# Task goal:
Write out again, exactly, the lines below starting at the one with "## Key checklist" and ending at the one with "models used for".

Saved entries
PR #195, opened 2023-03-29
Documentation for main simulation flow

### LINKED ISSUE #107: Developer docs for v0.1

jacobcook1995:
# Description

I've written some documentation for the main simulation flow (basically the `vr_run` function in `main.py`). Let me know whether what I have written makes sense, and also whether you think the way I've set it out is a good format or not.

This documentation will almost certainly gets revised soon, when we change things like how the simulation timing is handled.

Fixes #107

## Type of change

- [x] Documentation

## Key checklist

## Further checks

### DIFF
--- a/docs/source/virtual_rainforest/main_simulation.md
+++ b/docs/source/virtual_rainforest/main_simulation.md
@@ -38,15 +38,17 @@ simulating a particular aspect of the rainforest ecosystem. The models used for 
 specific simulation run can be set in the configuration. This will typically be the four
 standard models ([`AbioticModel`](../api/abiotic.md), `AnimalModel`, `PlantModel` and
 [`SoilModel`](../api/soil.md)), but this can be extended to include new models or
-different combinations of models. Once a list of models to configure has been extracted
-from the configuration, they are then all configured.
+different combinations of models. For more information about implementing new models,
+see [this page](../development/defining_new_models.md) about the required module
+structure and the model API. Once a list of models to configure has been extracted from
+the configuration, they are then all configured.
 
 ## Extracting simulation timing details
 
 The configuration contains a start time, an end time and an time interval for checking
-whether modules need to be updated. Once these details are extracted from the
+whether models need to be updated. Once these details are extracted from the
 configuration, a check is performed to ensure that the simulation update interval works
-suitably with the time steps for individual models, i.e. that no module has a shorter
+suitably with the time steps for individual models, i.e. that no model has a shorter
 time step than the overall simulation update interval.
 
 ## Saving the initial state
@@ -59,7 +61,7 @@ a single data file of the initial model state.
 
 The previously extracted timing details are used to setup a timing loop, which runs from
 the start time to the end time with a time step set by the update interval. At each
-step a check is performed to determine if any modules need to be updated. Any that do
+step a check is performed to determine if any models need to be updated. Any that do
 need to be updated are then updated.
 
 ## Saving the final state
--- a/docs/source/virtual_rainforest/main_simulation.md
+++ b/docs/source/virtual_rainforest/main_simulation.md
@@ -7,10 +7,12 @@ flow will now be set out step by step.
 
 As a first step, configuration files are loaded in and validated. These files are of
 `toml` format and are found based on paths provided by the user. When these files are
-loaded in they are validated to ensure that they are valid `toml`, and that no tags are
-repeated. In cases where a required tag is not present in any file, the validation will
-fail unless a default value for it has been set. Further details can be found in the
-[configuration documentation](./core/config.md).
+loaded in they are validated to ensure that they are valid `toml`, and that all the
+required settings are present and not duplicated. The Virtual Rainforest code provides
+default settings for some configuration options and these will be used automatically if
+that setting is not found in the configuration, but if no default is set then the
+validation will fail. Further details can be found in the [configuration
+documentation](./core/config.md).
 
 ## Grid creation
 
--- a/docs/source/virtual_rainforest/main_simulation.md
+++ b/docs/source/virtual_rainforest/main_simulation.md
@@ -1,3 +1,65 @@
 # Virtual Rainforest simulation flow
 
-This document describes the main simulation flow of the Virtual Rainforest model.
+This document describes the main simulation flow of the Virtual Rainforest model. This
+flow will now be set out step by step.
+
+## Loading configuration files
+
+As a first step, configuration files are loaded in and validated. These files are of
+`toml` format and are found based on paths provided by the user. When these files are
+loaded in they are validated to ensure that they are valid `toml`, and that no tags are
+repeated. In cases where a required tag is not present in any file, the validation will
+fail unless a default value for it has been set. Further details can be found in the
+[configuration documentation](./core/config.md).
+
+## Grid creation
+
+The next step is creating a grid, which defines the area and resolution of the
+simulation. The [grid documentation](./core/grid.md) describes this object further. This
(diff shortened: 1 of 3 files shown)


vgro (approved):
The overall structure looks good to me and the flow makes sense. At the moment, the document gives a good brief overview. I think it could be a bit more detailed in places, but this will probably happen over several iterations.
One point I noticed (and always struggle myself) is the use of 'models' or 'modules'. I don't know if we use them interchangeably or if we want to agree on what describes what?

jacobcook1995:
Yeah I trip over the module vs model thing a lot, we generally talk about our respective areas as modules, but they are all stored in a folder called `models` and are wrapped within a child of the `BaseModel` class. I currently switch between using module for high level description and model for when talking about the code, but gets really tricky here as the overall simulation flow incorporates both levels.

One solution would just be to talk about models (instead of modules) at all levels, but I don't know how others feel about that?

davidorme:
I think:

*  A _model_ is basically anything that is a child of `BaseModel`. It is an object that implements that API to implement a particular part of the VR.

* A module is just `python` speak for [code files that can be imported](https://docs.python.org/3/tutorial/modules.html). You could have a python _script_, which you can just run using `python file.py`, but modules contain objects that can be imported and used. Within packages, you then have a bunch of modules (one or more) that are contained within directories. If those are nested, then you get submodules and hence `virtual_rainforest.core.data`, where `data` points to the objects that you can import from the submodule file at `virtual_rainforest/core/data.py`.

docs/source/virtual_rainforest/main_simulation.md
```diff
@@ -0,0 +1,65 @@
...
+This document describes the main simulation flow of the Virtual Rainforest model. This
+flow will now be set out step by step.
+
+## Loading configuration files
+
+As a first step, configuration files are loaded in and validated. These files are of
+`toml` format and are found based on paths provided by the user. When these files are
+loaded in they are validated to ensure that they are valid `toml`, and that no tags are
+repeated. In cases where a required tag is not present in any file, the validation will
+fail unless a default value for it has been set. Further details can be found in the
```
davidorme, line 12: Unclear what tags are and where defaults come from:
```suggestion
loaded in they are validated to ensure that they are valid `toml`, and that all the 
required settings are present and not duplicated. The Virtual Rainforest code
provides default settings for some configuration options and these will be used 
automatically if that setting is not found in the configuration, but if no default is
set then the validation will fail. Further details can be found in the
```

docs/source/virtual_rainforest/main_simulation.md
```diff
@@ -0,0 +1,65 @@
...
+[configuration documentation](./core/config.md).
+
+## Grid creation
+
+The next step is creating a grid, which defines the area and resolution of the
+simulation. The [grid documentation](./core/grid.md) describes this object further. This
```
davidorme, line 18:
```suggestion
The next step is creating a grid, which defines the spatial structure of the simulation: 
the area, coordinate system and geometry of the individual cells that will be used in the 
simulation. The [grid documentation](./core/grid.md) describes this object further. This
```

# Written response:
## Key checklist

## Further checks

### DIFF
--- a/docs/source/virtual_rainforest/main_simulation.md
+++ b/docs/source/virtual_rainforest/main_simulation.md
@@ -38,15 +38,17 @@ simulating a particular aspect of the rainforest ecosystem. The models used for 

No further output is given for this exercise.